Shadow Chancellor John McDonnell said he does not trust Theresa May. Photo: Jack Taylor/Getty Images - Credit: Getty Images

The Conservatives are expecting a ‘wipeout’ and Labour a ‘good kicking’ as the EU election results come in, say MPs.

Opinion polls have suggested that the Brexit Party will lead the polls, with the Liberal Democrats also expected to pick up votes.

Prominent Conservative MEP Daniel Hannan said he feared the party was facing “total wipeout” and would be left without any representation at all.

The Brexiteer, who has been a member for South East England since 1999, said he suspected the party would be left with “zero MEPs” following the poll.

Mr McDonnell said Labout was in for a “good kicking” but said it has been right to “tread a really difficult road” of trying to bring Leave and Remain supporters back together.

Mr McDonnell told Sky News: “I think we most probably will get a good kicking in the election results tonight.

“We’ll see. We are braced for that.”

He added: “But, you know, we had to do the responsible thing.

“It was a hard road to follow. But someone had to be there and say ‘Can we bring the country back together again?’

“And it would have been easy to go to one side, go to the Remain side and ignored all those people who voted Leave – that’s not the nature of our party.

“We are the party that is trying to bring people back together again.
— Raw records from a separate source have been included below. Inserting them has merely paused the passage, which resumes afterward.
PR #7369, opened 2021-01-27
feat(auth-server): add paypal IPN handler

### LINKED ISSUE #7276: Create paypal webhook handler
To handle paypal IPN, we need a paypal webhook handler, URL route, and IPN validation per the [implementation guide](https://developer.paypal.com/docs/api-basics/notifications/ipn/IPNImplementation/). This paypal webhook class should then have code so that it can dispatch internally to additional methods depending on the [transaction type](https://developer.paypal.com/docs/api-basics/notifications/ipn/IPNandPDTVariables/#id08CTB0S055Z).

┆Issue is synchronized with this [Jira Task](https://jira.mozilla.com/browse/FXA-2906)
┆Issue Number: FXA-2906

bbangert:
Because:

* We want to support paypal IPN messages sent to us.

This commit:

* Adds a paypal IPN message handler with routes and types setup for
  incoming IPN messages.

Closes #7276

## Checklist


packages/fxa-auth-server/lib/payments/paypal-client.ts
```diff
@@ -88,6 +93,39 @@ export type DoReferenceTransactionOptions = {
...
+  mp_notification?: any;
+  mp_pay_type: 'INSTANT' | 'ANY' | 'ECHECK';
+  // Agreement status, A for Active, I for inactive
+  // I is equivalent to cancelled.
+  mp_status: 'A' | 'I';
+  txn_id: string;
+  txn_type: 'merch_pmt' | 'mp_cancel';
+};
+
+export type IpnMessage = IpnBaseType;
```
chenba, line 115: Couldn't we rename IpnBaseType to IpnMessage and not have this alias?

packages/fxa-auth-server/lib/routes/subscriptions/paypal-notifications.ts
```diff
@@ -4,11 +4,68 @@
...
+      }
+      this.log.debug('Unhandled Ipn message', { payload });
+    } catch (err) {
+      reportSentryError(err, request);
+      this.log.error('verifyAndDispatchEvent', {
+        payload: request.payload,
+        err,
+      });
+    }
+    return false;
```
chenba, line 53: Since the return value isn't used, I don't think we need to explicitly return false here.

packages/fxa-auth-server/lib/routes/subscriptions/paypal-notifications.ts
```diff
@@ -31,8 +88,21 @@ export const paypalRoutes = (
...
+        // We'll use the PayPals verification to authenticate.
+        auth: false,
+        // The raw payload is needed for authentication.
+        payload: {
+          output: 'data',
+          parse: false,
+        },
+      },
+      handler: (request: AuthRequest) =>
+        paypalNotificationHandler.handleIpnEvent(request),
```
chenba, line 105: Since `handleIpnEvent` returns a `{}`, should be it returned here as the response content?

bbangert: This will return it, right? An explicit isn't returned isn't needed since its not a block.

packages/fxa-auth-server/lib/routes/subscriptions/paypal-notifications.ts
bbangert: That's true, though it made the tests a little more elegant to verify the function made it to the desired end vs. just 'returning' an undefined implicitly.

chenba (approved):

packages/fxa-auth-server/lib/routes/subscriptions/paypal-notifications.ts
chenba: oh doh, yes, I misread that.  Didn't notice it's a () => expression and not () => block. :-P

packages/fxa-auth-server/lib/payments/paypal-client.ts
bbangert: Ah, yes, that would probably be a bit better, I originally had this more complicated and forgot to remove this.

packages/fxa-auth-server/lib/routes/subscriptions/paypal-notifications.ts
chenba: To me, I interpret that as the function communicating some sort of status with the returned false.  (Obviously if I look at the call site of the function I would know that's not the case.)  YMMV with how others read the intention of that return.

“That’s been difficult electorally for us in these elections, of course it has.

“But now we have got to move on.”

Labour leader Tom Watson, an outspoken Remainer, wrote in the Observer that the party must “find some backbone” and that the party should stop “hedging its bets” by fully committing to a second referendum on Brexit to have any chance of winning the next general election.
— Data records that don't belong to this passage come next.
Issue #7973, opened 2021-03-25
Registration email Pre-header is Useless


data-sync-user:
A pre-header in an email is a great way to provide additional context. We don't seem to be doing that with our Registration emails where we just see the end of a URL:

!image-2021-03-25-11-13-49-170.png!

I'd like us to display something in the pre-header like "Copy/paste this code into your registration form"

┆Issue is synchronized with this [Jira Task](https://jira.mozilla.com/browse/FXA-3254)
┆Attachments: <a href="https://jira.mozilla.com/secure/attachment/15600/image-2021-03-25-11-13-49-170.png">image-2021-03-25-11-13-49-170.png</a>
┆Issue Number: FXA-3254

LZoog:
Here is the attached image:
![image](https://user-images.githubusercontent.com/13018240/112680610-96412b00-8e3b-11eb-998d-5373a66e7106.png)

The link in the pre-header is probably coming from the Firefox logo. We likely want to include the suggested text as the first paragraph of the email and hide it with CSS, but there may be some caveats around that. It's probably worth searching around for the best approach here if a contributor would like to pick this one up.

claubatista:
hi, I'm outreach applicant, I would like to work on this. :)

jodyheavener:
Hey @claubatista sounds good!

claubatista:
Hey @jodyheavener, @LZoog, this is ready for review. :D

data-sync-user:
➤ Vasilica Tamas commented:

Tested this fix on Stage [Train 1.204.3] under Windows 10 64-bit and noticed that the expected pre-header "Copy/paste this code into your registration form" is displayed only for the "Read" state. For the "Unread" state appears the same pre-header as for the Sign in code email "Is this you signing in?
Firefox on Windows 10 Baia Mare, MM, Romania (estimated) IP address:....." 

[~adavis@mozilla.com] Any thoughts about this?

PR #8132, opened 2021-04-05
feat(email): add a pre-header option to email template

claubatista:
## Because

- Registration email pre-header is not very informative.

## This pull request

- Add a pre-header option to email template.
- Use the pre-header in the verify short code email. 

Closes: #7973

## Checklist

## Screenshots (Optional)

Captura de Tela 2021-04-05 às 17 45 51

Hey folks, I have some questions about the changes. 

1. I didn't change the `.txt` file, because I didn't know if it was necessary. 
2. Should I add pre-headers in other emails? 
3. I was reading in this [blog post](https://www.activecampaign.com/blog/email-preheader) about pre-headers and it says it is good if the pre-header has 40-130 characters long. 
Should I add validation around this? 

Cheers!

### DIFF
--- a/packages/fxa-auth-server/lib/senders/templates/layouts/fxa.html
+++ b/packages/fxa-auth-server/lib/senders/templates/layouts/fxa.html
@@ -7,6 +7,17 @@
   </head>
 
   <body style="-ms-text-size-adjust: 100%; -webkit-text-size-adjust: 100%; margin: 0; padding: 0;">
+    {{#if preHeader}}
+      <div style="display: none; width: 0; height: 0; max-height: 0; line-height: 0; overflow: hidden;">
+        {{preHeader}}
+
+        &nbsp;‌&nbsp;‌&nbsp;‌&nbsp;‌&nbsp;‌&nbsp;‌&nbsp;‌&nbsp;‌&nbsp;‌&nbsp;‌&nbsp;‌&nbsp;‌&nbsp;‌&nbsp;‌&nbsp;
+        &nbsp;‌&nbsp;‌&nbsp;‌&nbsp;‌&nbsp;‌&nbsp;‌&nbsp;‌&nbsp;‌&nbsp;‌&nbsp;‌&nbsp;‌&nbsp;‌&nbsp;‌&nbsp;‌&nbsp;
+        &nbsp;‌&nbsp;‌&nbsp;‌&nbsp;‌&nbsp;‌&nbsp;‌&nbsp;‌&nbsp;‌&nbsp;‌&nbsp;‌&nbsp;‌&nbsp;‌&nbsp;‌&nbsp;‌&nbsp;
+        ‌&nbsp;‌&nbsp;‌&nbsp;‌&nbsp;‌&nbsp;‌&nbsp;‌&nbsp;‌&nbsp;‌&nbsp;‌&nbsp;‌&nbsp;‌&nbsp;‌&nbsp;‌&nbsp;‌&nbsp;
+        ‌&nbsp;‌&nbsp;‌&nbsp;‌&nbsp;‌&nbsp;‌&nbsp;‌&nbsp;‌&nbsp;‌&nbsp;‌&nbsp;‌&nbsp;‌&nbsp;‌&nbsp;‌&nbsp;‌&nbsp;‌‌‌
+      </div>
+    {{/if}}
     <table
      align="center"
      border="0"
--- a/packages/fxa-auth-server/lib/senders/email.js
+++ b/packages/fxa-auth-server/lib/senders/email.js
@@ -647,6 +647,7 @@ module.exports = function (log, config) {
         subject,
         supportLinkAttributes: links.supportLinkAttributes,
         supportUrl: links.supportUrl,
+        preHeader: 'Copy/paste this code into your registration form.',
       },
     });
   };


packages/fxa-auth-server/lib/senders/templates/layouts/fxa.html
```diff
@@ -7,6 +7,17 @@
...
   <body style="-ms-text-size-adjust: 100%; -webkit-text-size-adjust: 100%; margin: 0; padding: 0;">
+    {{#if preHeader}}
+      <div style="display: none; width: 0; height: 0; max-height: 0; line-height: 0; overflow: hidden;">
+        {{preHeader}}
+
+        &nbsp;‌&nbsp;‌&nbsp;‌&nbsp;‌&nbsp;‌&nbsp;‌&nbsp;‌&nbsp;‌&nbsp;‌&nbsp;‌&nbsp;‌&nbsp;‌&nbsp;‌&nbsp;‌&nbsp;
+        &nbsp;‌&nbsp;‌&nbsp;‌&nbsp;‌&nbsp;‌&nbsp;‌&nbsp;‌&nbsp;‌&nbsp;‌&nbsp;‌&nbsp;‌&nbsp;‌&nbsp;‌&nbsp;‌&nbsp;
+        &nbsp;‌&nbsp;‌&nbsp;‌&nbsp;‌&nbsp;‌&nbsp;‌&nbsp;‌&nbsp;‌&nbsp;‌&nbsp;‌&nbsp;‌&nbsp;‌&nbsp;‌&nbsp;‌&nbsp;
+        ‌&nbsp;‌&nbsp;‌&nbsp;‌&nbsp;‌&nbsp;‌&nbsp;‌&nbsp;‌&nbsp;‌&nbsp;‌&nbsp;‌&nbsp;‌&nbsp;‌&nbsp;‌&nbsp;‌&nbsp;
+        ‌&nbsp;‌&nbsp;‌&nbsp;‌&nbsp;‌&nbsp;‌&nbsp;‌&nbsp;‌&nbsp;‌&nbsp;‌&nbsp;‌&nbsp;‌&nbsp;‌&nbsp;‌&nbsp;‌&nbsp;‌‌‌
```
claubatista, line 18: I know this is a little strange, but I based myself in the Netflix and Stripe promotional emails that I had in my inbox.
This is necessary to show only the pre-header and not the pre-header + the body email content. 

I did some tests around how much empty space is necessary in different screen widths and this is what I arrived at.

jodyheavener: Emails are so fun.

jodyheavener (commented):
> I didn't change the .txt file, because I didn't know if it was necessary.

I would say probably not, since the preheader in a text-based email would not be visibly hidden.

> Should I add pre-headers in other emails?

For now let's just do this email. Product can decide if we want to expand this. #8148

> I was reading in this blog post about pre-headers and it says it is good if the pre-header has 40-130 characters long. Should I add validation around this?

This is interesting. I wouldn't say it's not strictly necessary, as the copy will likely have been written by the time it gets to engineering, so it would need to be communicated further up. If you wanted a fun little exercise in validating emails by all means go for it, but I wouldn't block merging for it. It would almost be better suited to a linter or test warning than a straight up test failure. I'll let you decide!

claubatista:
> This is interesting. I wouldn't say it's not strictly necessary, as the copy will likely have been written by the time it gets to engineering, so it would need to be communicated further up. If you wanted a fun little exercise in validating emails by all means go for it, but I wouldn't block merging for it. It would almost be better suited to a linter or test warning than a straight up test failure. I'll let you decide!

I was looking how to [implement a rule](https://eslint.org/docs/developer-guide/working-with-rules) in eslint and I think it would be overkill in this case.

If I were to implements a warning in the tests, where exactly do you suggest I do that? I looked in the tests and I couldn't find any tests for the email templates. So, I was a little confused.

jodyheavener:
@claubatista check out `packages/fxa-auth-server/test/local/senders/email.js` for email tests. You can probably add one [here](https://github.com/mozilla/fxa/blob/main/packages/fxa-auth-server/test/local/senders/email.js#L1224:L1251), but you'll have to dig in to see if we already have a way to assert content length. This might be tricky with how our tests are set up. Refer to [these docs](https://github.com/mozilla/fxa/blob/main/packages/fxa-auth-server/README.md#testing) for how to run auth-server tests.

claubatista:
Hi @jodyheavener, I looked at the tests and I think the less disruptive way to do it is using a regex. 
The regex would check how many characters there are inside the pre-header div before the spaces (assuming we include a `pre-header` class to it). This regex will only match if there is between 1 - 130 characters in this space.

```js
{ test: 'notMatch', expected: /(?:class="pre-header">\s*).{1,130}(?:\s*&nbsp;)/i },
```

The problem with this approach is we will not have a warning, but a failure. So, we could add a third propriety in the tests cases `warning: true`, and when this is true we warn instead of assert. 

IMHO, I don't think this is worth it. I noticed in my cellphone the pre-header doesn't show completely, even if it is short. 
Any number of character we put as a limit would be ad hoc at this moment, I feel like. WDYT?

jodyheavener (approved):
@claubatista Thanks for investigating this so thoroughly! I would agree with your conclusion. This LGTM. 🥳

Watson added that the party’s decision to back a People’s Vote only after all other options had been exhausted had been made by a small number of people, and should instead be made by party members.

The deputy leader also vowed to support calls for Labour’s Brexit policy to be changed before the autumn party conference.

“I fear that unless our policy on Brexit changes we will not have the opportunity to be the radical reforming government that so many millions of people in our country need,” he said.

“The campaign to change that begins now.”